Task to carry out: Retype the full listing without altering anything.

** Records supplied follows **

PR #5314, opened 2025-12-18
PK optimizations

blp:
This PR implements two optimizations to indexed Z-set storage.

The first, which is implemented in the final commit, is mostly above the level of the storage file implementation. It is a change to the indexed Z set implementation. In this optimization, if a key K has fewer than a threshold number of (V,R) pairs (or perhaps less than a threshold number of bytes of (V,R) pairs), then we write those (V,R) pairs as auxdata in column 0. Then we avoid any reads to column 1 at all for visiting those keys and their values.

The only change needed to the storage file implementation for this is to allow a key in column 0 to have zero values in column 1 (currently this will panic), which is implemented in the second-to-last commit.

The second, implemented by the third commit, is at the level of the storage file implementation. There is some confusion here about what we really have in column 1. It is essentially a btree over 2-tuples (R,K), where R is the row number in column 1. Each row in column 0 includes an accompanying range of column-1 row numbers for its values, so R allows that range to be looked up. K is the key for column 1, which for an indexed Z-set is the V from each (K,V,R) tuple. Storing it in the b-tree allows efficient searching by value, which is something that the DBSP cursor supports.

However, when there's only one column-1 value for each column-0 key, putting the column-1 values in the b-tree don't help. That means that we can essentially reduce that b-tree's keys from 2-tuples (R,K) into just R.

(Note that R isn't stored on a per-row basis even now, we use a much more efficient representation, since it's just a count.)

# Storage format compatibility

With this PR, Feldera can read storage written by earlier versions, but storage written after this PR cannot be read by earlier versions of Feldera.

### DIFF
--- a/crates/dbsp/src/trace/ord/fallback/key_batch.rs
+++ b/crates/dbsp/src/trace/ord/fallback/key_batch.rs
@@ -1,12 +1,21 @@
 use crate::{
-    circuit::metadata::OperatorMeta, dynamic::{
+    DBData, DBWeight, NumEntries, Timestamp,
+    circuit::metadata::OperatorMeta,
+    dynamic::{
         DataTrait, DynDataTyped, DynPair, DynUnit, DynVec, DynWeightedPairs, Erase, Factory,
         WeightTrait,
-    }, storage::{buffer_cache::CacheStats, file::reader::Error as ReaderError}, trace::{
-        cursor::{DelegatingCursor, PushCursor}, ord::{
-            file::key_batch::FileKeyBuilder, merge_batcher::MergeBatcher, vec::key_batch::VecKeyBuilder, FileKeyBatch
-        }, Batch, BatchFactories, BatchLocation, BatchReader, BatchReaderFactories, Builder, FileKeyBatchFactories, Filter, MergeCursor, VecKeyBatch, VecKeyBatchFactories, WeightedItem
-    }, DBData, DBWeight, NumEntries, Timestamp
+    },
+    storage::{buffer_cache::CacheStats, file::reader::Error as ReaderError},
+    trace::{
+        Batch, BatchFactories, BatchLocation, BatchReader, BatchReaderFactories, Builder,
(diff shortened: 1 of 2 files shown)


blp:
In fact I see that clippy agrees, it appended a commit that changes some pieces of code to use if-let chains.

blp:
I pushed a revision that adds metrics for the optimizations that this PR introduces, so that one can tell whether it should be a performance benefit.

blp:
I pushed a revision that adds the metrics to the circuit profile instead. Probably a better fit there (thanks @ryzhyk for the suggestion).

mihaibudiu:
This PR seems to have developed conflicts.

crates/dbsp/src/storage/file/test.rs
```diff
@@ -560,7 +563,8 @@ where
         layer_file.write0((&T::key0(row0), &T::aux0(row0))).unwrap();
     }
 
-    let reader = layer_file.into_reader().unwrap();
+    let (reader, column_info) = layer_file.into_reader().unwrap();
+    dbg!(column_info);
```
mythical-fred, line 567: Four `dbg!()` calls left in this file (here + lines 633, 803, 860). Remove before merge — they'll pollute CI output on every test run.

mythical-fred (changes requested):
Four `dbg!(column_info)` calls left in `storage/file/test.rs` (lines 567, 633, 803, 860). These will spam stderr on every test run.

crates/dbsp/src/storage/file/test.rs
blp: No, that's wrong, they'll only show up if a test fails.

mythical-fred: Fair point that cargo test captures stderr by default and only shows it on failure. But dbg!() is a temporary debugging macro — it executes on every test run (allocating, formatting, and printing), just silently. The right tool for persistent diagnostic output is tracing::debug!() or eprintln! with a descriptive comment. I'd still ask that these be removed before merge.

** End of Records supplied **

Answer to this problem:
PR #5314, opened 2025-12-18
PK optimizations

blp:
This PR implements two optimizations to indexed Z-set storage.

The first, which is implemented in the final commit, is mostly above the level of the storage file implementation. It is a change to the indexed Z set implementation. In this optimization, if a key K has fewer than a threshold number of (V,R) pairs (or perhaps less than a threshold number of bytes of (V,R) pairs), then we write those (V,R) pairs as auxdata in column 0. Then we avoid any reads to column 1 at all for visiting those keys and their values.

The only change needed to the storage file implementation for this is to allow a key in column 0 to have zero values in column 1 (currently this will panic), which is implemented in the second-to-last commit.

The second, implemented by the third commit, is at the level of the storage file implementation. There is some confusion here about what we really have in column 1. It is essentially a btree over 2-tuples (R,K), where R is the row number in column 1. Each row in column 0 includes an accompanying range of column-1 row numbers for its values, so R allows that range to be looked up. K is the key for column 1, which for an indexed Z-set is the V from each (K,V,R) tuple. Storing it in the b-tree allows efficient searching by value, which is something that the DBSP cursor supports.

However, when there's only one column-1 value for each column-0 key, putting the column-1 values in the b-tree don't help. That means that we can essentially reduce that b-tree's keys from 2-tuples (R,K) into just R.

(Note that R isn't stored on a per-row basis even now, we use a much more efficient representation, since it's just a count.)

# Storage format compatibility

With this PR, Feldera can read storage written by earlier versions, but storage written after this PR cannot be read by earlier versions of Feldera.

### DIFF
--- a/crates/dbsp/src/trace/ord/fallback/key_batch.rs
+++ b/crates/dbsp/src/trace/ord/fallback/key_batch.rs
@@ -1,12 +1,21 @@
 use crate::{
-    circuit::metadata::OperatorMeta, dynamic::{
+    DBData, DBWeight, NumEntries, Timestamp,
+    circuit::metadata::OperatorMeta,
+    dynamic::{
         DataTrait, DynDataTyped, DynPair, DynUnit, DynVec, DynWeightedPairs, Erase, Factory,
         WeightTrait,
-    }, storage::{buffer_cache::CacheStats, file::reader::Error as ReaderError}, trace::{
-        cursor::{DelegatingCursor, PushCursor}, ord::{
-            file::key_batch::FileKeyBuilder, merge_batcher::MergeBatcher, vec::key_batch::VecKeyBuilder, FileKeyBatch
-        }, Batch, BatchFactories, BatchLocation, BatchReader, BatchReaderFactories, Builder, FileKeyBatchFactories, Filter, MergeCursor, VecKeyBatch, VecKeyBatchFactories, WeightedItem
-    }, DBData, DBWeight, NumEntries, Timestamp
+    },
+    storage::{buffer_cache::CacheStats, file::reader::Error as ReaderError},
+    trace::{
+        Batch, BatchFactories, BatchLocation, BatchReader, BatchReaderFactories, Builder,
(diff shortened: 1 of 2 files shown)


blp:
In fact I see that clippy agrees, it appended a commit that changes some pieces of code to use if-let chains.

blp:
I pushed a revision that adds metrics for the optimizations that this PR introduces, so that one can tell whether it should be a performance benefit.

blp:
I pushed a revision that adds the metrics to the circuit profile instead. Probably a better fit there (thanks @ryzhyk for the suggestion).

mihaibudiu:
This PR seems to have developed conflicts.

crates/dbsp/src/storage/file/test.rs
```diff
@@ -560,7 +563,8 @@ where
         layer_file.write0((&T::key0(row0), &T::aux0(row0))).unwrap();
     }
 
-    let reader = layer_file.into_reader().unwrap();
+    let (reader, column_info) = layer_file.into_reader().unwrap();
+    dbg!(column_info);
```
mythical-fred, line 567: Four `dbg!()` calls left in this file (here + lines 633, 803, 860). Remove before merge — they'll pollute CI output on every test run.

mythical-fred (changes requested):
Four `dbg!(column_info)` calls left in `storage/file/test.rs` (lines 567, 633, 803, 860). These will spam stderr on every test run.

crates/dbsp/src/storage/file/test.rs
blp: No, that's wrong, they'll only show up if a test fails.

mythical-fred: Fair point that cargo test captures stderr by default and only shows it on failure. But dbg!() is a temporary debugging macro — it executes on every test run (allocating, formatting, and printing), just silently. The right tool for persistent diagnostic output is tracing::debug!() or eprintln! with a descriptive comment. I'd still ask that these be removed before merge.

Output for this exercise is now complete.